[Stored data]
PR #3259, opened 2022-06-27
Fixes(?) to _get_required_permission_types

prescod:
I'm quite unclear on this code and hesitant to change it, but I think it may hide a bug.

If you remove the mocks that force `_validate_field_dict` to return the "right" value, it will return the "wrong" value. It's unclear to me why we would need the mocks except to work around a bug. Removing the mocks surfaced the bug, so I tried to fix it. But I'm not sure of my fix. The relationship between "operation" and "action" is fuzzy.

@davidmreed


prescod:
The tests don't pass but I'm unsure of the right path forward.

PR #3261, opened 2022-06-28
Extract MetaDeploy API from publish task

jstvz:
`make_api_session`:
- Extract the logic for setting the base URL into a subclass of
  requests.Session. This allows:
  - Read the api url and auth token directly from the ServiceConfig,
  - Automatically prepend base_url and set auth token,
  - First step in allowing calls from outside the task.

`MetaDeployApi`:
- Interface for the MetaDeploy REST API.

Tests for `metadeploy_publish` are left intact to keep them in place
as integration tests.

### DIFF
--- a/cumulusci/core/metadeploy/api.py
+++ b/cumulusci/core/metadeploy/api.py
@@ -1,0 +1,88 @@
+"""Calls to the MetaDeploy REST API."""
+
+import functools
+from typing import Optional, Union
+
+from requests.models import Response
+from requests.sessions import Session
+
+from cumulusci.core.config import ServiceConfig
+from cumulusci.core.exceptions import CumulusCIException
+from cumulusci.utils.http.requests_utils import safe_json_from_response
+
+
+def make_api_session(metadeploy_service: ServiceConfig) -> Session:
+    """
+    Given a MetaDeploy ServiceConfig, returns a requests.Session with
+    authorization headers and service.base_url set.
+    """
+    base_url: str = metadeploy_service.url
+
+    patched_session = Session()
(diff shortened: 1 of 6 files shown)


cumulusci/core/metadeploy/tests/test_api.py
```diff
@@ -0,0 +1,275 @@
...
+        "POST",
+        "https://metadeploy/api/rest",
+        json=expected_result,
+        match=[auth_header_matcher],
+    )
+    service: ServiceConfig = ServiceConfig(
+        {"url": "https://metadeploy/api", "token": DEFAULT_TOKEN}
+    )
+    api_session: Session = make_api_session(service)
+    resp: Response = api_session.get("/rest")
```
Br4nd0R, line 48: So if I'm reading this correctly you can use either the absolute _or_ relative url with session passed back from `make_api_session()`?

cumulusci/core/metadeploy/api.py
```diff
@@ -0,0 +1,88 @@
...
+        return func(method, base_url, *args, **kwargs)
+
+    patched_session.request = functools.partial(
+        patched_request, base_url, patched_session.request
+    )
+
+    return patched_session
+
+
+class MetaDeployApi:
```
Br4nd0R, line 36: Super clean, I like this a lot.

Br4nd0R (dismissed):

Br4nd0R (approved):

Br4nd0R (dismissed):

bethbrains (approved):

PR #3262, opened 2022-06-28
Decorate create_gist to catch scope errors

jstvz:


cumulusci/core/tests/test_github.py
```diff
@@ -515,6 +535,17 @@ def test_format_gh3_exc_retry(self):
         exc = TransportError(base_exc)
         assert UNAUTHORIZED_WARNING == format_github3_exception(exc)
 
+    def test_format_url_from_exc(self):
```
prescod, line 538: Is there a code path that is ONLY tested with this function, or is this a secondary test?

Because I would far prefer to test that github3 is compatible with our function than to test that the function is compatible with our current understanding of github3's exception strategy.

prescod: Does `test_create_gist_no_scope` test the same code path?

jstvz: Okay, I misunderstood what you meant by "real `TransportError`". I'll update.

> Does `test_create_gist_no_scope` test the same code path?

No, it covers the special case where requests made using a token without a `gist` are missing the `X-Accepted-OAuth-Scopes` header:

https://github.com/SFDO-Tooling/CumulusCI/blob/b7362d3945ee0ae9b4187c8927b41afd9d5a33e9/cumulusci/core/github.py#L421-L429

cumulusci/core/tests/test_github.py
```diff
@@ -532,6 +564,32 @@ def test_func():
...
+        mock_rsp.body = retry_err
+
+        @catch_common_github_auth_errors
+        def test_func():
+            GitHub().rate_limit()
+
+        with pytest.raises(
+            GithubApiError, match="^https://api.github.com/rate_limit\n"
+        ):
+            test_func()
```
jstvz, line 591: @prescod This work for you?

prescod (approved):

PR #4008, opened 2026-09-03
Fix auth detection

yippie:
Updated detection to check if the sf cli had the new commands or not.


yippie:
@jstvz here is my proposed fix that bypasses the obfuscation detection issues.

PR #4009, opened 2026-09-07
Fix Handle SF CLI 2.136+ credential redaction in SFDX org config

### LINKED ISSUE #3987: SfdxOrgConfig breaks with Salesforce CLI May 27 2026 security update — migrate accessToken/password reads to new dedicated commands

sf-brahm-gaur:
# Handle SF CLI 2.136+ credential redaction in SFDX org config

  ## Summary

  SF CLI 2.136+ no longer returns raw secrets from `sf org display --json`.
  Instead of the actual value (or absence), redacted fields come back as a
  **truthy sentinel string** prefixed `"[REDACTED] "`, e.g.
  `"[REDACTED] Use 'sf org auth show-access-token' to view"`.

  CumulusCI's `SfdxOrgConfig` detected redaction with `if not value:`, which
  never fires against a truthy sentinel — so the access token and password
  were silently populated with the placeholder string, later surfacing as
  opaque API 401s. This PR corrects the detection model and adds the
  documented fallback path.

  ## Changes

  - **Detect the `[REDACTED] ` sentinel** rather than testing for
    absence/null. `sfdx_info` (access token + password) and
    `get_access_token` all route through the new detection helper.
  - **Fall back to the `show-*` subcommands** when a field is redacted:
    `sf org auth show-access-token` and `sf org auth show-user-password`.
    The legacy-CLI path (raw values, no sentinel) is unchanged.
  - **Use `result.id` directly for `org_id`** instead of splitting it out of
    the access-token prefix, which is no longer available under redaction.
  - **Shell-quote usernames** at every `--target-org={username}`
    interpolation site (these run through `sfdx()` with `shell=True`),
    closing a command-injection footgun.
  - **Gate the password fallback on the sentinel only**, not on absence, so
    passwordless orgs (web-auth sandboxes, scratch orgs without a generated
    password) don't fire a pointless extra subprocess.

  Cache shape and the 1-hour TTL are preserved. `ScratchOrgConfig.scratch_info`
  inherits the fix via the existing alias.

  ## Testing

  - Added coverage for the sentinel-detection and shell-quote contracts,
    including the passwordless-org "no fallback" case and the
    both-fields-redacted scratch-org shape.
  - Full suite green (`test_config_expensive` + `test_org`).

  Closes #3987

### DIFF
--- a/cumulusci/cli/tests/test_org.py
+++ b/cumulusci/cli/tests/test_org.py
@@ -96,7 +96,7 @@ class TestOrgCommands:
         auth_code_flow.return_value = {
             "instance_url": "https://instance",
             "access_token": "BOGUS",
-            "id": "OODxxxxxxxxxxxx/user",
+            "id": "00Dxxxxxxxxxxxx/user",
         }
         runtime = mock.Mock()
         runtime.project_config = BaseProjectConfig(UniversalConfig(), config={})
@@ -109,7 +109,7 @@ class TestOrgCommands:
         )
         responses.add(
             method="GET",
-            url=f"https://instance/services/data/v{CURRENT_SF_API_VERSION}/sobjects/Organization/OODxxxxxxxxxxxx",
+            url=f"https://instance/services/data/v{CURRENT_SF_API_VERSION}/sobjects/Organization/00Dxxxxxxxxxxxx",
             json={
                 "TrialExpirationDate": None,
                 "OrganizationType": "Developer Edition",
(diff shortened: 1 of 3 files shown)


mgrandhi (approved):
LGTM

PR #4011, opened 2026-09-08
docs(contributing): switch local setup to uv and add UTC test note

sf-brahm-gaur:
## Summary

  Updates `docs/contributing.md` to match how CumulusCI is actually
  developed today and to save new contributors from two common setup
  snags.

  ## Changes

  **Switch local setup to uv.** The setup steps still described a manual
  `python3 -m venv` + `make dev-install` + `pip` flow. This updates them
  to the current uv-based workflow:

  - Install uv (curl installer, with `brew install uv` / `pip install uv`
    noted as alternatives).
  - Use `uv sync --all-groups` to provision a compatible Python
    (3.11–3.13), create `.venv`, install CumulusCI in editable mode, and
    pull in the `dev` and `lint` dependency groups in one step.
  - Run tooling via `uv run` (pre-commit, pytest, coverage), with a note
    that activating `.venv` lets you drop the prefix.
  - Add `isort` to the listed pre-commit hooks.

  **Add a UTC test-clock note.** Some tests assume the system clock is set
  to UTC because they derive values (e.g. scratch-org age) from
  `datetime.utcnow()`. Contributors in other time zones hit off-by-one
  date failures in tests like `test_days_alive`, `test_format_days`, and
  `test_org_list`. Added a note under "Testing CumulusCI" suggesting a
  `TZ=UTC` prefix.

  ## Notes

  The legacy `make dev-install` target is intentionally left untouched;
  it's superseded by `uv sync` and no longer referenced by the guide. The
  one Makefile target the docs still call, `make coverage`, works
  unchanged under `uv run`. Cleaning up the legacy targets can be a
  separate follow-up.

  ## Impact

  Docs only. No code or behavior changes.


mgrandhi (approved):
LGTM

Assignment: Within the entries above, how many lines include the word "MetaDeployApi"? Respond with the number only.

Your solution: 2